[[ WORKING DATA, beginning ]]

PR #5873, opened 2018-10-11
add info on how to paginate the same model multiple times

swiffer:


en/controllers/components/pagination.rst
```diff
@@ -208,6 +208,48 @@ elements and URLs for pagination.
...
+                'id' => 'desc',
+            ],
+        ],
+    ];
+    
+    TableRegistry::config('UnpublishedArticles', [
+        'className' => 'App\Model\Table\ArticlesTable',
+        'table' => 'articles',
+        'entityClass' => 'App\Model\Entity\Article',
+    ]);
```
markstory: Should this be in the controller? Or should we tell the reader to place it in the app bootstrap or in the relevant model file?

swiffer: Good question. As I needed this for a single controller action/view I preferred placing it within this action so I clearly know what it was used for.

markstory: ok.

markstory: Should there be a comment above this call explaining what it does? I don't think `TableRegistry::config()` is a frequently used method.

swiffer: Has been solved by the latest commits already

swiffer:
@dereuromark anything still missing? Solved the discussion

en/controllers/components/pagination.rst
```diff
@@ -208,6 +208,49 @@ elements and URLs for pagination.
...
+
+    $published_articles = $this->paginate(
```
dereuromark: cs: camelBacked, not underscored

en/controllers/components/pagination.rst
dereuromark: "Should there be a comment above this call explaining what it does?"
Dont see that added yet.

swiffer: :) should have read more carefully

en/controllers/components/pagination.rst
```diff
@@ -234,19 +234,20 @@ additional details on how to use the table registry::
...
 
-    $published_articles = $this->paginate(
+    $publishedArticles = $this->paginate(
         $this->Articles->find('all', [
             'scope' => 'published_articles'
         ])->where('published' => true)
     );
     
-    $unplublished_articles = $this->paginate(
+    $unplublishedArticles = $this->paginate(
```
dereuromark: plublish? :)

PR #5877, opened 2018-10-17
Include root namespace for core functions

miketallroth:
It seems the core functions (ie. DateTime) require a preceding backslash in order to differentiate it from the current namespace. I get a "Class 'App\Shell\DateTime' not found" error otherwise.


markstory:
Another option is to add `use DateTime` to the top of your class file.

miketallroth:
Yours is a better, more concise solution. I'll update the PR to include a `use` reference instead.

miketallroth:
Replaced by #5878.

[[ WORKING DATA, end ]]

__WHAT IS REQUIRED__
Transcribe the records above exactly, but only from the line that contains "swiffer: Has been" through their final line, inclusive.

__SOLVED EXERCISE__
swiffer: Has been solved by the latest commits already

swiffer:
@dereuromark anything still missing? Solved the discussion

en/controllers/components/pagination.rst
```diff
@@ -208,6 +208,49 @@ elements and URLs for pagination.
...
+
+    $published_articles = $this->paginate(
```
dereuromark: cs: camelBacked, not underscored

en/controllers/components/pagination.rst
dereuromark: "Should there be a comment above this call explaining what it does?"
Dont see that added yet.

swiffer: :) should have read more carefully

en/controllers/components/pagination.rst
```diff
@@ -234,19 +234,20 @@ additional details on how to use the table registry::
...
 
-    $published_articles = $this->paginate(
+    $publishedArticles = $this->paginate(
         $this->Articles->find('all', [
             'scope' => 'published_articles'
         ])->where('published' => true)
     );
     
-    $unplublished_articles = $this->paginate(
+    $unplublishedArticles = $this->paginate(
```
dereuromark: plublish? :)

PR #5877, opened 2018-10-17
Include root namespace for core functions

miketallroth:
It seems the core functions (ie. DateTime) require a preceding backslash in order to differentiate it from the current namespace. I get a "Class 'App\Shell\DateTime' not found" error otherwise.


markstory:
Another option is to add `use DateTime` to the top of your class file.

miketallroth:
Yours is a better, more concise solution. I'll update the PR to include a `use` reference instead.

miketallroth:
Replaced by #5878.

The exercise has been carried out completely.